- Education: Harvard National University of Ireland, Galway Mount Holyoke College
- Occupations: Author, historian
- Writing career
- Language: English
- Subject: 19th century U.S. history
- Notable awards: Avery O. Craven Award

= Chandra Manning =

American historian

Chandra Manning is an American historian who specializes in 19th century U.S. History. A graduate of Mount Holyoke College, Manning went on to receive her Ph.D. from Harvard in 2002. She is a professor of history at Georgetown University. Manning has written several articles that have appeared in various journals and books, and is the author of the books What This Cruel War Was Over and Troubled Refuge: Struggling for Freedom in the Civil War.

==Education==
Chandra attended Mount Holyoke College where she received her B.A. summa cum laude, in history. She then attended the National University of Ireland, Galway where she received an M.Phil in Irish history and literature. She would later go on to receive her Ph.D. in History from Harvard.

==Career and personal life==
Manning is currently a full professor of history at Georgetown University where she has taught since 2005. In 2015-2017 she took leave from Georgetown University to serve as Special Advisor to the Dean of the Radcliffe Institute for Advance Study at Harvard University. Prior to joining the faculty at Georgetown Prof. Manning was an assistant professor at Pacific Lutheran University in Tacoma, Washington. She has also lectured in history at Harvard University.

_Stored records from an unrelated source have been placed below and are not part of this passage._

PR #179, opened 2016-05-27
Expose GpuElemwise from python and remove ElemwiseKernel

abergeron:
Since we now have the C version for elemwise, we can get rid of the experimental python version.

This should also be appreciatively faster.


src/gpuarray_elemwise.c
```diff
@@ -561,57 +562,55 @@ GpuElemwise *GpuElemwise_new(gpucontext *ctx,
...
+  res->nd = 8;
+  res->n = n;
 
   res->expr = strdup(expr);
   if (res->expr == NULL)
-    goto fail_expr;
-  if (preamble == NULL) {
-    res->preamble = NULL;
-  } else {
+    goto fail;
```
nouiz: To be safe, on line 561 you should call calloc, as otherwise res isn't zeroed and if there is an error, the new free code can have problems.

pygpu/gpuarray.pyx
```diff
@@ -1942,9 +1942,9 @@ cdef class GpuKernel:
                     _types[i] = GA_BUFFER
                 else:
                     _types[i] = dtype_to_typecode(types[i])
-                self.callbuf[i] = malloc(gpuarray_get_elsize(_types[i]))
-                if self.callbuf[i] == NULL:
-                    raise MemoryError
+                    self.callbuf[i] = malloc(gpuarray_get_elsize(_types[i]))
```
nouiz: On line 1891, you don't free the those malloc. Just callbuf itself.

pygpu/tests/test_elemwise.py
```diff
@@ -101,87 +100,6 @@ def ielemwise2_ops_array(op, dtype1, dtype2, shape):
     assert numpy.allclose(out_c, numpy.asarray(out_g), atol=1e-6)
 
 
-def test_elemwise_layouts():
```
nouiz: Why remove those tests? I think this tests more cases then the C tests. So I would have a tendency to keep them.

pygpu/tests/test_elemwise.py
```diff
@@ -101,87 +100,6 @@ def ielemwise2_ops_array(op, dtype1, dtype2, shape):
...
-                for sliced in [1, 2]:
-                    for order in ['c', 'f']:
-                        yield elemwise_layouts, shape, offseted_outer, \
-                            offseted_inner, sliced, order
-                        yield elemwise_layouts_mixed, shape, offseted_outer, \
-                            offseted_inner, sliced, order
-
-
-def test_elemwise_0():
-    elemwise_layouts((0,), False, False, 1, 'c')
```
nouiz: I don't think this is in the c test too.

pygpu/tests/test_elemwise.py
```diff
@@ -328,117 +246,3 @@ def broadcast(shapea, shapeb):
     rg = ag + bg
 
     check_meta_content(rg, rc)
-
-
-def test_elemwise_collapse():
```
nouiz: good idea to remove.

pygpu/tests/test_elemwise.py
```diff
@@ -7,9 +7,9 @@
 from six import PY2
 
 from .support import (guard_devsup, rand, check_flags, check_meta, check_all,
-                      context, gen_gpuarray, dtypes_no_complex,
-                      check_meta_content)
+                      context, gen_gpuarray, check_meta_content)
 
+dtypes_test = ['float32', 'int32', 'uint64']
```
nouiz: I woud also test int8. This is corner case that already caused problems.

src/gpuarray_elemwise.c
abergeron: Yes

pygpu/tests/test_elemwise.py
abergeron: I would rather extend the C tests than keep those.

pygpu/tests/test_elemwise.py
abergeron: Ok.

pygpu/gpuarray.pyx
abergeron: I know.  It was like that before, but I'll fix it.

pygpu/tests/test_elemwise.py
nouiz: I'm fine with that.

pygpu/tests/test_elemwise.py
abergeron: No it's not.  I'm not sure I want to add it, because I'm not sure I want to support it.  Currently it doesn't work.

pygpu/tests/test_elemwise.py
abergeron: Now that I look at it in detail, it's almost all tested, but with smaller arrays.  I'll add a test for an offset, but it's all that's missing.  It might look like more things are tested but they are irrelevant and where only there because I figure I might as well use all the options of gen_gpuarray().

Now that I've seen that it makes for extra-long tests, I tend to be more minimalist.

pygpu/tests/test_elemwise.py
nouiz: If we don't support it there, then we will need to support it at every places that call elemwise. I prefer to support it at only 1 place...

tests/check_elemwise.c
```diff
@@ -131,6 +131,72 @@ START_TEST(test_basic_simple)
...
+
+  ge = GpuElemwise_new(ctx, "", "c = a + b", 3, args, 2, 0);
+
+  ck_assert_ptr_ne(ge, NULL);
+
+  rargs[0] = &a;
+  rargs[1] = &b;
+  rargs[2] = &c;
+
+  ga_assert_ok(GpuElemwise_call(ge, rargs, GE_NOCOLLAPSE));
```
nouiz: call it with collapsing too.

Otherwise the test seem good.

abergeron: The collapsing code is tested elsewhere and doesn't interact with the offset.  I prefer to keep things separate if possible.

pygpu/tests/test_elemwise.py
abergeron: Yes, I suppose it's better to have that in one place.

abergeron: I added support.

nouiz:
You need to bump the feature version number and check that number in the corresponding Theano PR.

nouiz:
Don't forget to make a comment when you update a PR. This PR need a rebase. After that, we can merge.

abergeron:
Rebase is done, all should be well.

She splits her time between Georgetown and in Braintree, Massachusetts where she lives with her husband and two sons.

==Published work==
Manning published her most recent book, Troubled Refuge: Struggling for Freedom in the Civil War in 2016. Drawing on a wealth of military records, letters, and diaries the book examines the relationship between African Americans and the federal government forged in the contraband camps, which were refugee camps for escaped slaves. That relationship, which lasted beyond the war, would help destroy slavery, foreclose it reestablishment, while also redefining American citizenship in ways that are still with us today. Manning's first book, What This Cruel War Was Over was published in 2007 and focuses on the American Civil War. The book examines how soldiers on both sides of the war perceived slavery, and how this contentious issue may have influenced their ideas about the war and its purpose. Manning studied Union and Confederate soldiers' accounts in order to explain and understand why slavery defined the soldier's thinking about the war.

Manning has also written over a dozen articles published in both books and journals, such as North and South, Journal of the Civil War, The Chronicle of Higher Education, and the Journal of American History.

==Awards==
Manning's Trouble Refuge: Struggling for Freedom in the Civil War has been reviewed positively in publications such as the Wall Street Journal. The work was awarded the Jefferson Davis Prize and was a finalist for the Lincoln Prize. What This Cruel War Was Over has received many positive reviews. For this work, she was awarded the Avery O. Craven Award by the Organization of American Historians in 2007. She has also received honorable mention in the Lincoln Prize, the Jefferson Davis Prize, and in the Virginia Literary Award in Nonfiction competitions.